Pros and cons of using fully diluted valuation

Like any metric, FDV has strengths and weaknesses. Understanding both sides helps you avoid overreacting to a single number or dismissing it too quickly.

Strengths and limits of FDV

Advantages of FDV:

FDV gives a conservative view of valuation. The metric forces you to think about future dilution, rather than focusing only on today’s supply. Investors can compare projects with different token release schedules or option pools on a more equal basis.

Limitations of FDV:

FDV assumes today’s price stays the same even as supply grows, which is unlikely. The metric ignores how long unlocks take, how performance might change, and how demand might grow or shrink. FDV can also look worrying for healthy projects that simply have long-term incentive plans and slow release schedules.

Common mistakes people make with FDV

Many people misuse fully diluted valuation by reading too much into a single figure. Several errors show up again and again in both equity and crypto markets.

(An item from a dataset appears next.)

PR #484, opened 2025-09-02
feat: treesitter queries for editorconfig, hcl, ssh_config

rmuir:
Terraform is a different treesitter parser than hcl, but for aerial purposes these are the same. Support hcl also, it is helpful for docker bake files at least.

ssh_config / editorconfig are a few more "devops" formats with simple "sections", aerial helps when the files are large. The editorconfig pattern is a bit strange, but this is due to the grammar: any fancy stuff such as `not-kind-eq` is avoided since this predicate isn't in neovim core.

Misreading what FDV really tells you

A frequent mistake is treating FDV like a price target, as if the project must reach that value. FDV is a snapshot based on today’s price, not a forecast of where the project is going.

Another error is ignoring vesting timelines; dilution spread over many years has a very different impact than a sudden unlock. Finally, some investors compare FDV across sectors without context. A high FDV might be normal in one sector with strong growth, but excessive in another with weak demand.

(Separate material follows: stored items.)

PR #485, opened 2025-09-02
feat(yaml): treesitter name array elements symbol based upon "name" key

rmuir:
Previously, these elements were not listed as symbols. redhat's yaml-language-server lists these as numbered elements such as 0, 1, 2, but treesitter strategy didn't match them at all.

There's a de-facto standard for many yaml formats, to use the "name" key to solve this problem. It is a best practice for commonly used yaml files such as github workflows and ansible.

Note: I can tune the query if there are concerns: I'm aware this looks a bit strange, but it really makes these files possible to navigate, and doesn't hurt anything else (only introduces symbol where one didn't exist before). Try it out on some actions/ansible files.

Screen_Shot_2025-09-02_at_02 14 57

### DIFF
--- a/queries/yaml/aerial.scm
+++ b/queries/yaml/aerial.scm
@@ -9,3 +9,19 @@
   value: (block_node
     (block_sequence) @symbol)
   (#set! "kind" "Enum")) @start
+
+; "array element" with a "name:" key
+; ansible play/task names, etc
+; github workflow/actions jobs/steps, etc
+(block_sequence_item
+  (block_node
+    (block_mapping
+      (block_mapping_pair
+        key: (flow_node
+          (plain_scalar
+            (string_scalar) @_key))
+        value: (flow_node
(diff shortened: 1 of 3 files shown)


stevearc:
Yeah this seems like a good improvement, and is in line with some of the other specific cases made for other languages (e.g. rspec tests). Thanks!

rmuir:
@ZachVec personally I use treesitter, falling back to LSP (which I believe is the default with this plugin). 

There are a few exceptions where I prefer LSP. Hope this helps:
```lua
  backends = {
    -- jdtls does a fantastic job
    java = { 'lsp', 'treesitter' },
    -- gopls does better for now
    go = { 'lsp', 'treesitter' },
    -- lua: don't fall back to lsp, no symbols is better than crazy symbols (emmylua_ls)
    lua = { 'treesitter' },
  },
```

Using FDV in your own analysis

To use fully diluted valuation well, treat it as one tool in your kit, not the only one. FDV works best as a starting point for questions about supply, incentives, and long-term risk.

Practical checklist for FDV-based decisions

Start by asking how far FDV sits above the current market cap and why that gap exists. Then look at who holds future shares or tokens, how fast they unlock, and what incentives they have once they can sell.

Combine this with basic research on the project’s product, team, and traction. When you understand what is fully diluted valuation FDV and how it is built, you can spot deals that rely on heavy future dilution and avoid overpaying for short-term hype.

Conclusion: how to treat FDV in real decisions

FDV gives you a clear view of how big a project’s valuation could look once every share or token is live. By combining the simple FDV formula with a careful look at supply schedules, you can judge whether current pricing makes sense.

Use fully diluted valuation alongside market cap, fundamentals, and your own risk tolerance. When you do that, FDV becomes a practical guardrail that helps you protect your ownership and make more grounded investment choices in both stocks and crypto.